Stored data:
%%
PR #9045, opened 2022-06-24
Extra libs in auxiliary path are ignored

yurashek:
Hello Dan,
It is a nit only but it is common the path to auxiliary libraries should prepend the standard paths.
Could it be possible to fix it?
Thanks,
Yura

### DIFF
--- a/m4/curl-openssl.m4
+++ b/m4/curl-openssl.m4
@@ -138,8 +138,8 @@ if test "x$OPT_OPENSSL" != xno; then
   fi
 
   dnl finally, set flags to use SSL
-  CPPFLAGS="$CPPFLAGS $SSL_CPPFLAGS"
-  LDFLAGS="$LDFLAGS $SSL_LDFLAGS"
+  CPPFLAGS="$SSL_CPPFLAGS $CPPFLAGS"
+  LDFLAGS="$SSL_LDFLAGS $LDFLAGS"
 
   AC_CHECK_LIB(crypto, HMAC_Update,[
      HAVECRYPTO="yes"


jay:
How is this common? What are you trying to solve?

yurashek:
> How is this common? What are you trying to solve?

It is because linker will search -L paths in the order how the paths are listed so if you need to introduce new added API (i.e. openssl3) which is placed on the other than standard path (/usr/lib:/lib) then you need to list the newly added API first than the original API (ssl(1) in this case placed on standard path) will be found by the linker. Otherwise the API on standard path is used.
No problem. No one knows all details about linking  ...except of Ali Bahrami and his mentors :-)

jay:
The order of paths specified by -L is not guaranteed so if you have OpenSSL in multiple paths then you would need to resolve that. Normally system default paths would not be specified by -L for example you normally would not see -L/usr/lib

yurashek:
> ~The order of paths specified by -L is not guaranteed~ (or, rather, the order that we add library paths is not guaranteed) so if you have OpenSSL in multiple paths then you would need to resolve that.

Order of searching the -L paths *is* specified by the order of -L options of linker. What is uncertain is how these options are assembled by autoconf (my fix do not concern of cmake build) so this is the reason why I am fixing m4 macro directly.

> Normally system default paths would not be specified by -L for example you normally would not see -L/usr/lib

Sure but this is because the linker is searching /usr/lib:/lib paths internally to ensure these paths will be searched as the last instance. Unfortunately some FOSS components emits these default paths on pkg-config --libs what is wrong but happens. This is exactly the reason to put an "extra" options to linker before the "standard" options.

FYI the SSL_LDFLAGS here are fed by pkg-config:

 $ PKG_CONFIG_PATH=/usr/openssl/3/lib/64/pkgconfig  pkg-config --libs libssl
-L/usr/openssl/3/lib/sparcv9 -lssl

jay:
> Unfortunately some FOSS components emits these default paths on pkg-config --libs what is wrong but happens. This is exactly the reason to put an "extra" options to linker before the "standard" options.

That is not a bug in curl though. I don't see a reason to change the order just to fix your case. Also, it just happens to work. The order is just not guaranteed so again my position is if you have multiple paths with OpenSSL included by -L then you need to address that.

yurashek:
> That is not a bug in curl though. I don't see a reason to change the order just to fix your case. Also, it just happens to work. The order is just not guaranteed so again my position is if you have multiple paths with OpenSSL included by -L then you need to address that.

This is logical bug in position of flags in m4 macros for curl. As I described on the same beginning auxiliary options should ever prepend the standard options.
If the additional info looks to be too complicated you can ignore it. It can not change this fact.

Standard way to address selected library is to use selected pkg-config file. This bug in curl breaks the standard way.

If there are linkers which can not assure the parameters (of the same category) will be interpreted in the order as they are listed it can not be affected by the change proposed by me but behavior of the deterministic linkers will be correct after this change. You argument looks to be irrational to me but even though you might be right. Can you explain your rational arguments?
Thank you,
Yura

jay:
Closing since this is not a curl bug. You may be able to workaround the issue by supplying CFLAGS and LDFLAGS when invoking configure, for example if it's installed to prefix /usr/local/ssl and the libdir is named lib:
~~~
CFLAGS="-I/usr/local/ssl/include" \
LDFLAGS="-L/usr/local/ssl/lib -Wl,-rpath,/usr/local/ssl/lib" \
./configure --with-ssl=/usr/local/ssl
~~~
%%
Retype only the lines above between the line with "The order of paths specified by -L is not guaranteed so" and the line with "Order of searching", counting those two lines as well, and keep every character as it is.

Answer for the task ▸
The order of paths specified by -L is not guaranteed so if you have OpenSSL in multiple paths then you would need to resolve that. Normally system default paths would not be specified by -L for example you normally would not see -L/usr/lib

yurashek:
> ~The order of paths specified by -L is not guaranteed~ (or, rather, the order that we add library paths is not guaranteed) so if you have OpenSSL in multiple paths then you would need to resolve that.

Order of searching the -L paths *is* specified by the order of -L options of linker. What is uncertain is how these options are assembled by autoconf (my fix do not concern of cmake build) so this is the reason why I am fixing m4 macro directly.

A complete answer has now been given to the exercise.